The aquarium is 46 gallons and has 5 fish and several snails. I have 96 watts of light that I leave on for about 10 hours per day. My substrate is 80 pounds of eco-complete. On a daily basis I add Flourish Excel. Three times per week I add Flourish, Twice per week I add Flourish Iron, and once per week each I add Flourish Phosphorous, Nitrogen, and Potassium on a schedule. I change out three gallons of water every other day for regular maintenance but I've been changing out about half of it every day since this started. 

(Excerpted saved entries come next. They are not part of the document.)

PR #955, opened 2017-02-22
[BACKLOG-13668] VizAPI View class restructuring

dcleao:
* Updated VizAPI core classes
* Updated CCC wrapper visualizations
* Updated Calculator sample visualization
* Updated sample Sandbox container
* Moved "extension" from Model to View
* Fixed Base.js overriding functions set on setter properties
* Viz model and view Id changes
* Removed Model#isInteractive
* Renamed the app-id of Analyzer
* Activated filtering for the common-ui-require-js-cfg.js file,
  to support the custom GEO AMD map configurations

Merge together with:
1. https://github.com/pentaho/pentaho-analyzer/pull/1399
2. https://github.com/pentaho/pentaho-det/pull/623
3. https://github.com/pentaho/pentaho-platform-plugin-geo/pull/154
4. https://github.com/webdetails/cdf/pull/913
5. https://github.com/webdetails/cde/pull/768
6. https://github.com/pentaho/eng-sandbox/pull/5


impl/client/src/main/javascript/web/pentaho/visual/base/view.js
```diff
@@ -0,0 +1,1322 @@
...
+       * Called when the view is constructed.
+       *
+       * Override this method, from a configuration mixin class,
+       * to perform any initialization.
+       *
+       * @param {pentaho.visual.base.spec.IViewEx} viewSpec - The view specification provided at construction time,
+       * if any.
+       * @protected
+       */
+      _init: function(viewSpec) {
```
nantunes: Should the _"overridable"_ methods be marked as private (starting with `_`)?

impl/client/src/main/javascript/web/pentaho/visual/base/view.js
```diff
@@ -0,0 +1,1322 @@
...
+       * Called when the view properties have changed.
+       *
+       * The default implementation marks the view as dirty.
+       * More specifically, it marks the _property groups_ of the properties affected by the given changeset as dirty.
+       *
+       * The recognized property groups are those of
+       * [View.PropertyGroups]{@link pentaho.visual.base.View.PropertyGroups}.
+       *
+       * Implementations can override this method to change the default behavior for some or all of the
+       * model's properties.
```
nantunes: Not only model properties, but also custom state and view properties.

impl/client/src/main/javascript/web/pentaho/visual/base/view.js
```diff
@@ -0,0 +1,1322 @@
...
+       * @rejects {pentaho.lang.ArgumentRequiredError} When `viewSpec` is not specified.
+       * @rejects {pentaho.lang.ArgumentRequiredError} When `viewSpec` has no annotated type, inline, and
+       * the `model` property is unspecified.
+       * @rejects {pentaho.lang.ArgumentRequiredError} When `viewSpec` has no annotated type, inline, and
+       * the `model` property is a specification which also does not have its type annotated inline.
+       * @rejects {Error} When there isn't a registered default view class for the type of `model`.
+       * @rejects {Error} When the registered default view class does not exist or otherwise fails to load
+       * by {@link pentaho.type.Context#getAsync}.
+       */
+      createAsync: function(viewSpec) {
```
nantunes: Can't we remove all the _"Async"_ suffixes and just assume an asynchronous interface? I find it cleaner to have things like `View.create(spec)`, `View.getClassFromModel(model)`, ...

impl/client/src/main/javascript/web/pentaho/lang/Base.js
```diff
@@ -920,7 +920,14 @@ define([
     /* jshint validthis:true*/
 
     if(fun.is(value)) {
-      this[name] = methodOverride(value, this[name], rootProto, name);
+      // Only override if it is a normal property.
+      // When there is not baseDesc, methodOverride may need to provide a default base method.
+      var baseDesc = O.getPropertyDescriptor(this, name);
+      if(baseDesc && (baseDesc.get || baseDesc.set)) {
```
dcleao: No, this only applies when the _source_ property is *not* a getter/setter — which is how you'd override a getter/setter property —, but the target property is.

impl/client/src/main/javascript/web/pentaho/type/instance.js
```diff
@@ -253,7 +253,7 @@ define([
       _extend: function(name, instSpec, classSpec, keyArgs) {
         var typeSpec;
         if(name == null && (typeSpec = (instSpec && instSpec.type))) {
-          name = typeSpec.id || typeSpec.sourceId || null;
+          name = typeSpec.sourceId || typeSpec.id || null;
```
dcleao: The reason is that typically, the `sourceId` is a more faithful source for the name of a class. E.g. `pentaho/visual/base` vs `pentaho/visual/base/model`; the former would generate a class name of `pentaho.visual.Base` and the latter a class name of `pentaho.visual.base.Model`.
I'll update the comment.

impl/client/src/main/javascript/web/pentaho/visual/ccc/barAbstract/model.js
```diff
@@ -18,24 +18,25 @@ define([
   "../categoricalContinuousAbstract/model",
   "pentaho/i18n!../abstract/i18n/model",
   "../abstract/mixins/settingsMultiChartType"
-], function(module, categoricalContinuousAbstractModelFactory, bundle, settingsMultiChartType) {
+], function(module, baseModelFactory, bundle, settingsMultiChartType) {
```
dcleao: That's a good point. How do you propose things could be structured?
`pentaho/visual/stock/bar` and `pentaho/visual/stock/bar/ccc/view` ?

impl/client/src/main/doc-js/pentaho/visual/base/spec/IView.jsdoc
```diff
@@ -0,0 +1,75 @@
...
+ * @see pentaho.visual.base.View#height
+ */
+
+/**
+ * The usage intention of the view, namely if interaction is enabled or not.
+ *
+ * For example, a container application can specify a value of `false`
+ * when rendering a view for printing purposes.
+ *
+ * @name isInteractive
```
dcleao: I would then propose to simply remove the property for the beta and think of a better alternative for later. We can test if currently setting it to `true`, when printing, comes ith any actual harm.

impl/client/src/main/doc-js/pentaho/visual/base/spec/IViewEx.jsdoc
```diff
@@ -0,0 +1,44 @@
...
+ *
+ * Unless required by applicable law or agreed to in writing, software
+ * distributed under the License is distributed on an "AS IS" BASIS,
+ * WITHOUT WARRANTIES OR CONDITIONS OF ANY KIND, either express or implied.
+ * See the License for the specific language governing permissions and
+ * limitations under the License.
+ */
+
+/**
+ * The `IViewEx` interface adds to the [IView]{@link pentaho.visual.base.spec.IView} interface
```
dcleao: Yes, that's the usual meaning in a programming context,, afaik.

impl/client/src/main/doc-js/pentaho/visual/base/spec/IViewEx.jsdoc
```diff
@@ -0,0 +1,44 @@
...
+ *
+ * @name pentaho.visual.base.spec.IViewEx
+ * @interface
+ * @extends pentaho.visual.base.spec.IView
+ */
+
+/**
+ * The container DOM element where the view is rendered.
+ *
+ * @name domContainer
```
dcleao: The base interface `spec.IView` is not what you specify in the constructor but what you obtain from serialization. The `spec.IViewEx` adds to this interface additional arguments you can specify along with the serialization spec to initialize the view.

impl/client/src/main/doc-js/pentaho/visual/base/spec/IViewType.jsdoc
```diff
@@ -0,0 +1,37 @@
...
+ */
+
+/**
+ * Extension properties that a view knows how to handle directly.
+ *
+ * This property is expected to be specified through configuration.
+ *
+ * Custom view classes should document the supported options.
+ *
+ * @name extension
```
dcleao: The `spec.IViewEx` contains instance data, while `extension` is type level metadata. Also the `Ex` in `spec.IViewEx` does not have this meaning — it's just an extended version of the base interface for use in constructors.

impl/client/src/main/javascript/web/pentaho/visual/base/model.js
```diff
@@ -299,39 +290,20 @@ define([
...
             isRequired: true
           },
-          {
-            name: "selectionFilter",
-            type: "pentaho/type/filter/abstract",
-            value: {_: "pentaho/type/filter/or"},
-            isRequired: true
-          },
+
+          // TODO: remove from here
```
dcleao: I settled with @graimundo to do this upon the interaction story.

impl/client/src/main/javascript/web/pentaho/visual/base/view.js
dcleao: The actual, more perfect, convention, that we have failed to apply consistently, is to use `__` for private and `_` for protected. This is one of the few classes where we have done this consistently. Some `pentaho/type` classes also do this consistently. I'd love a story to fix this.

impl/client/src/main/javascript/web/pentaho/visual/base/view.js
dcleao: When methods are either sync or async, that's preferable, I guess. However, because we have `pentaho.type.Type#create` and `pentaho.type.Type#createAsync`, `pentaho.type.Context#get` and `pentaho.type.Context#getAsync`, and `pentaho.type.Context#getAllAsync`, side-by-side, it would be inconsistent to have an asynchronous`pentaho.visual.base.View.create` method that just slightly changes the semantics of  `pentaho.type.Type#createAsync`.

impl/client/src/main/javascript/web/pentaho/visual/ccc/barAbstract/model.js
nantunes: Maybe keep `ccc` as a top umbrella folder... So they can possible be distributed in a separate bundle.

I think this can be a great move! It would better explain the _why_ of the model / view separation.

I even think our doc examples should start with an example only implementing a view and reusing an existing model, and a more advanced example where the developer needs to create its own model.

(in fact, as we don't have a viz registry but a model registry, both need to have their own model so the viz appears? but the first can simply extend one?)

impl/client/src/main/javascript/web/pentaho/visual/base/view.js
nantunes: Oh, wasn't even aware of that. Ok.

impl/client/src/main/doc-js/pentaho/visual/base/spec/IViewEx.jsdoc
nantunes: Just clarifying, because of my doubts bellow. 😉

impl/client/src/main/javascript/web/pentaho/visual/ccc/barAbstract/model.js
dcleao: models: `pentaho/visual/common/bar` and views: `pentaho/visual/ccc/bar` ?
Until we have a more powerful service registry, though, we'd need to still configure the `defaultView` of  `pentaho/visual/common/bar` to `pentaho/visual/ccc/common/bar`.

dcleao: Settled on:
* `pentaho/visual/models/<bar>`
* `pentaho/visual/ccc/views/<bar>`

assemblies/platform-plugin/src/main/resources/resources/web/common-ui-require-js-cfg.js
```diff
@@ -270,28 +272,28 @@
...
-    "pentaho/visual/ccc/metricDotAbstract",
-    "pentaho/visual/ccc/areaStacked",
-    "pentaho/visual/ccc/pie",
-    "pentaho/visual/ccc/heatGrid",
-    "pentaho/visual/ccc/sunburst",
-    "pentaho/visual/ccc/donut",
-    "pentaho/visual/ccc/scatter",
-    "pentaho/visual/ccc/bubble"
-  ].forEach(registerVizPackage);
+    "pentaho/visual/models/abstract",
```
davidmsantos90: This comment should also be changed. Following the change in resources/config.js:
`Pentaho stock visualizations' models`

My plants are really starting to look puny now and I'm embarrassed by the way the aquarium looks. I love having it and I like doing maintenance on it but I don't know what to do besides what I'm doing, which seems to be the wrong thing. I read your post about the willow tree, but things like that aren't available here. I've also read that CO2 might solve the problem since I don't have any in there right now. I would like to try using CO2 since I have the equipment for it. If someone could tell me how to put the pieces together I would be as happy as could be. If that doesn't work I will try other things.


----------



## Bert H (Mar 2, 2004)

Here's some links for you to look through for basic info:

http://www.aquatic-plants.org/articles/basics/pages/index.html
http://www.rexgrigg.com/
http://www.aquaticplantcentral.com/forumapc/new-to-aquarium-plants/14684-new-tank-set-up-parts-1-a.html
http://www.barrreport.com/forums/showthread.php?t=2062


----------



## Copious (May 30, 2006)

The links have some very good information. Thank you very much for posting them. It looks like I need to adjust my water changing schedule and do bigger amounts less frequently. According to the articles I'm fertilizing about right, my lighting is good and compared to the pictures my aquarium is planted heavy with a combination of slow growing and fast growing plants. 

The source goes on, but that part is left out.